● WHAT THIS TASK INVOLVES: Your answer should be exactly the lines from the one that contains "frequency (in MHz)" through the final line of the entries below, and nothing else.

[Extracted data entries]
PR #2839, opened 2026-05-31
docs: add explanatory comments to CPU and Memory examples in README

AkshajSinghal:
New users may not immediately understand what `percpu=True` or  `logical=False` means, or what the `svmem` tuple contains.  Added brief inline comments to clarify the output and parameters.

## Summary

- OS: N/A (Documentation only)
- Bug fix: no
- Type: {doc}
- Fixes: N/A

## Description

Hi Giampaolo,
I've been using `psutil` heavily for my own project (TruShell) and found the README examples very helpful. However, I noticed that new users might not immediately understand what different parameters like `percpu=True` or `logical=False` actually do, or what the fields in the `svmem` named tuple represent.

I added a few inline comments to the CPU and Memory examples in the README to make them self-explanatory for beginners. It’s a small change, but it should help new users understand the output without leaving the page.

Changes:
- Added comments explaining `interval` and `percpu` in `cpu_percent`.
- Clarified `logical=False` vs `logical=True` in `cpu_count`.
- Explained the fields in the `virtual_memory()` return value.

Hope this helps!!

### DIFF
--- a/README.rst
+++ b/README.rst
@@ -125,10 +125,15 @@ For the full API with more examples, see the
 .. code-block:: python
 
     >>> import psutil
+    # Get CPU usage percentage for each core over a 1-second interval
     >>> psutil.cpu_percent(interval=1, percpu=True)
     [4.0, 6.9, 3.7, 9.2]
+    
+    # Get number of physical cores (excluding hyper-threading)
     >>> psutil.cpu_count(logical=False)
     2
+    
+    # Get current CPU frequency (in MHz)
     >>> psutil.cpu_freq()
     scpufreq(current=931.42, min=800.0, max=3500.0)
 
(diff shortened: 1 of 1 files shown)


giampaolo:
Hi there. The README is supposed to be short on purpose, and just show a bunch of the most important APIs. It's the docs that is supposed to clarify these sort of things. FYI, there's a brand new doc still not "promoted" to official because I have to finalize a few things: https://psutil.readthedocs.io/latest/.
That should somewhat relief the pain your describing, because it's a complete rewrite of previous doc, and very extended in many aspects (see https://github.com/giampaolo/psutil/blob/master/docs/changelog.rst#800-in-development). E.g. there's even FAQs specifically for CPU and memory, a glossary entry re. what is a "logical" CPU etc.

● RESULT OF THE TASK:
+    # Get current CPU frequency (in MHz)
     >>> psutil.cpu_freq()
     scpufreq(current=931.42, min=800.0, max=3500.0)
 
(diff shortened: 1 of 1 files shown)


giampaolo:
Hi there. The README is supposed to be short on purpose, and just show a bunch of the most important APIs. It's the docs that is supposed to clarify these sort of things. FYI, there's a brand new doc still not "promoted" to official because I have to finalize a few things: https://psutil.readthedocs.io/latest/.
That should somewhat relief the pain your describing, because it's a complete rewrite of previous doc, and very extended in many aspects (see https://github.com/giampaolo/psutil/blob/master/docs/changelog.rst#800-in-development). E.g. there's even FAQs specifically for CPU and memory, a glossary entry re. what is a "logical" CPU etc.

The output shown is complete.